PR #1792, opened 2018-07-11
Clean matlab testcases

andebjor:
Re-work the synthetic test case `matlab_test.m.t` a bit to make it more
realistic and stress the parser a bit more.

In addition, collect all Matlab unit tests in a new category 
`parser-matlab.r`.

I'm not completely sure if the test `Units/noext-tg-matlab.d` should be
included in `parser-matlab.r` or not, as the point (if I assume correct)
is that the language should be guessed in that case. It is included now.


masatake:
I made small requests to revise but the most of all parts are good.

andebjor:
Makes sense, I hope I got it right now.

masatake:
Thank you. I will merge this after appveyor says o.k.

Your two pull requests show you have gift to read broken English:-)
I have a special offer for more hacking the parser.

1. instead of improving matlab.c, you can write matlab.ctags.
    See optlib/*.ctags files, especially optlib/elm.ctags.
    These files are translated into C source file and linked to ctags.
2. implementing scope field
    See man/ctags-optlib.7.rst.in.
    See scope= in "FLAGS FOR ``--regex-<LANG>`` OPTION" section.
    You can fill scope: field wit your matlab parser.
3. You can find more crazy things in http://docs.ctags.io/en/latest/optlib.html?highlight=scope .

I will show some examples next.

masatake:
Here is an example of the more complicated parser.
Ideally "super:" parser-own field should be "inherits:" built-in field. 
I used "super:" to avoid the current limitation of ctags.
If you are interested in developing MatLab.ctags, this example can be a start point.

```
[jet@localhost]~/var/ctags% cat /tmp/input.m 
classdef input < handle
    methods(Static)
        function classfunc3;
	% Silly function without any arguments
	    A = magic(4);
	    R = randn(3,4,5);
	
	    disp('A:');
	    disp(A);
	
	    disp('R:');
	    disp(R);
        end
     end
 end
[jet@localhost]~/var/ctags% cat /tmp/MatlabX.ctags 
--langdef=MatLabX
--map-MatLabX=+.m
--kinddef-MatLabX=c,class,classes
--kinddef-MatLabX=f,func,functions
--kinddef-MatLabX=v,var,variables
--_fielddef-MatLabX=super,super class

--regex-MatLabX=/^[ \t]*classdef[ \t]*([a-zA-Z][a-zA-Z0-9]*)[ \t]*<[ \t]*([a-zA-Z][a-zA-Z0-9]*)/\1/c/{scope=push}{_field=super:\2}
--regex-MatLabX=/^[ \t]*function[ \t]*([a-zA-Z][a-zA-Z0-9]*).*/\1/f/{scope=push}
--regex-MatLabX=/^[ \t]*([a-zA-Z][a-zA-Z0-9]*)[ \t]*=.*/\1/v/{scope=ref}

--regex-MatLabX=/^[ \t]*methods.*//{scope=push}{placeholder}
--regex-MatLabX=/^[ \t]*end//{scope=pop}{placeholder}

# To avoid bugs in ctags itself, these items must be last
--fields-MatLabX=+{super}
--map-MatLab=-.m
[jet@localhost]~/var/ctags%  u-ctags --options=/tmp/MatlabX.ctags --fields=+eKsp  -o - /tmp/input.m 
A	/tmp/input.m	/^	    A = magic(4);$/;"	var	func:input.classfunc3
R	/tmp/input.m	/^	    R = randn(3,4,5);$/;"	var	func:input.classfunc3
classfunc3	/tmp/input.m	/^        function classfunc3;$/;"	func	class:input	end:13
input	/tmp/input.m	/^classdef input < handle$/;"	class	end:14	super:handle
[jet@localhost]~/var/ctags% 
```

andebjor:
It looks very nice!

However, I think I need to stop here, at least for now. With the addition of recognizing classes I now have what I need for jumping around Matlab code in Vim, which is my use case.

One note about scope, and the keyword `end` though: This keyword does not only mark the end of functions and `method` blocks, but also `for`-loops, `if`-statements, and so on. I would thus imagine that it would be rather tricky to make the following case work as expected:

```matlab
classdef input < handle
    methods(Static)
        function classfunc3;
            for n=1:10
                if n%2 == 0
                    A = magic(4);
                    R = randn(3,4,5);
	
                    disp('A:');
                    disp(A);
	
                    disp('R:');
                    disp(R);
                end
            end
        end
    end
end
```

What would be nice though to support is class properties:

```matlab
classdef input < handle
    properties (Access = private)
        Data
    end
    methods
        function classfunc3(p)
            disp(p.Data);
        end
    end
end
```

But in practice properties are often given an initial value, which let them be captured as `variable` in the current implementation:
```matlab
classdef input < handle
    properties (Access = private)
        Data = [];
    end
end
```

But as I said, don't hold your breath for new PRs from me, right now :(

━━━

*Problem*
Everything in the material above is to be copied exactly.

*Exercise answer*
PR #1792, opened 2018-07-11
Clean matlab testcases

andebjor:
Re-work the synthetic test case `matlab_test.m.t` a bit to make it more
realistic and stress the parser a bit more.

In addition, collect all Matlab unit tests in a new category 
`parser-matlab.r`.

I'm not completely sure if the test `Units/noext-tg-matlab.d` should be
included in `parser-matlab.r` or not, as the point (if I assume correct)
is that the language should be guessed in that case. It is included now.


masatake:
I made small requests to revise but the most of all parts are good.

andebjor:
Makes sense, I hope I got it right now.

masatake:
Thank you. I will merge this after appveyor says o.k.

Your two pull requests show you have gift to read broken English:-)
I have a special offer for more hacking the parser.

1. instead of improving matlab.c, you can write matlab.ctags.
    See optlib/*.ctags files, especially optlib/elm.ctags.
    These files are translated into C source file and linked to ctags.
2. implementing scope field
    See man/ctags-optlib.7.rst.in.
    See scope= in "FLAGS FOR ``--regex-<LANG>`` OPTION" section.
    You can fill scope: field wit your matlab parser.
3. You can find more crazy things in http://docs.ctags.io/en/latest/optlib.html?highlight=scope .

I will show some examples next.

masatake:
Here is an example of the more complicated parser.
Ideally "super:" parser-own field should be "inherits:" built-in field. 
I used "super:" to avoid the current limitation of ctags.
If you are interested in developing MatLab.ctags, this example can be a start point.

```
[jet@localhost]~/var/ctags% cat /tmp/input.m 
classdef input < handle
    methods(Static)
        function classfunc3;
	% Silly function without any arguments
	    A = magic(4);
	    R = randn(3,4,5);
	
	    disp('A:');
	    disp(A);
	
	    disp('R:');
	    disp(R);
        end
     end
 end
[jet@localhost]~/var/ctags% cat /tmp/MatlabX.ctags 
--langdef=MatLabX
--map-MatLabX=+.m
--kinddef-MatLabX=c,class,classes
--kinddef-MatLabX=f,func,functions
--kinddef-MatLabX=v,var,variables
--_fielddef-MatLabX=super,super class

--regex-MatLabX=/^[ \t]*classdef[ \t]*([a-zA-Z][a-zA-Z0-9]*)[ \t]*<[ \t]*([a-zA-Z][a-zA-Z0-9]*)/\1/c/{scope=push}{_field=super:\2}
--regex-MatLabX=/^[ \t]*function[ \t]*([a-zA-Z][a-zA-Z0-9]*).*/\1/f/{scope=push}
--regex-MatLabX=/^[ \t]*([a-zA-Z][a-zA-Z0-9]*)[ \t]*=.*/\1/v/{scope=ref}

--regex-MatLabX=/^[ \t]*methods.*//{scope=push}{placeholder}
--regex-MatLabX=/^[ \t]*end//{scope=pop}{placeholder}

# To avoid bugs in ctags itself, these items must be last
--fields-MatLabX=+{super}
--map-MatLab=-.m
[jet@localhost]~/var/ctags%  u-ctags --options=/tmp/MatlabX.ctags --fields=+eKsp  -o - /tmp/input.m 
A	/tmp/input.m	/^	    A = magic(4);$/;"	var	func:input.classfunc3
R	/tmp/input.m	/^	    R = randn(3,4,5);$/;"	var	func:input.classfunc3
classfunc3	/tmp/input.m	/^        function classfunc3;$/;"	func	class:input	end:13
input	/tmp/input.m	/^classdef input < handle$/;"	class	end:14	super:handle
[jet@localhost]~/var/ctags% 
```

andebjor:
It looks very nice!

However, I think I need to stop here, at least for now. With the addition of recognizing classes I now have what I need for jumping around Matlab code in Vim, which is my use case.

One note about scope, and the keyword `end` though: This keyword does not only mark the end of functions and `method` blocks, but also `for`-loops, `if`-statements, and so on. I would thus imagine that it would be rather tricky to make the following case work as expected:

```matlab
classdef input < handle
    methods(Static)
        function classfunc3;
            for n=1:10
                if n%2 == 0
                    A = magic(4);
                    R = randn(3,4,5);
	
                    disp('A:');
                    disp(A);
	
                    disp('R:');
                    disp(R);
                end
            end
        end
    end
end
```

What would be nice though to support is class properties:

```matlab
classdef input < handle
    properties (Access = private)
        Data
    end
    methods
        function classfunc3(p)
            disp(p.Data);
        end
    end
end
```

But in practice properties are often given an initial value, which let them be captured as `variable` in the current implementation:
```matlab
classdef input < handle
    properties (Access = private)
        Data = [];
    end
end
```

But as I said, don't hold your breath for new PRs from me, right now :(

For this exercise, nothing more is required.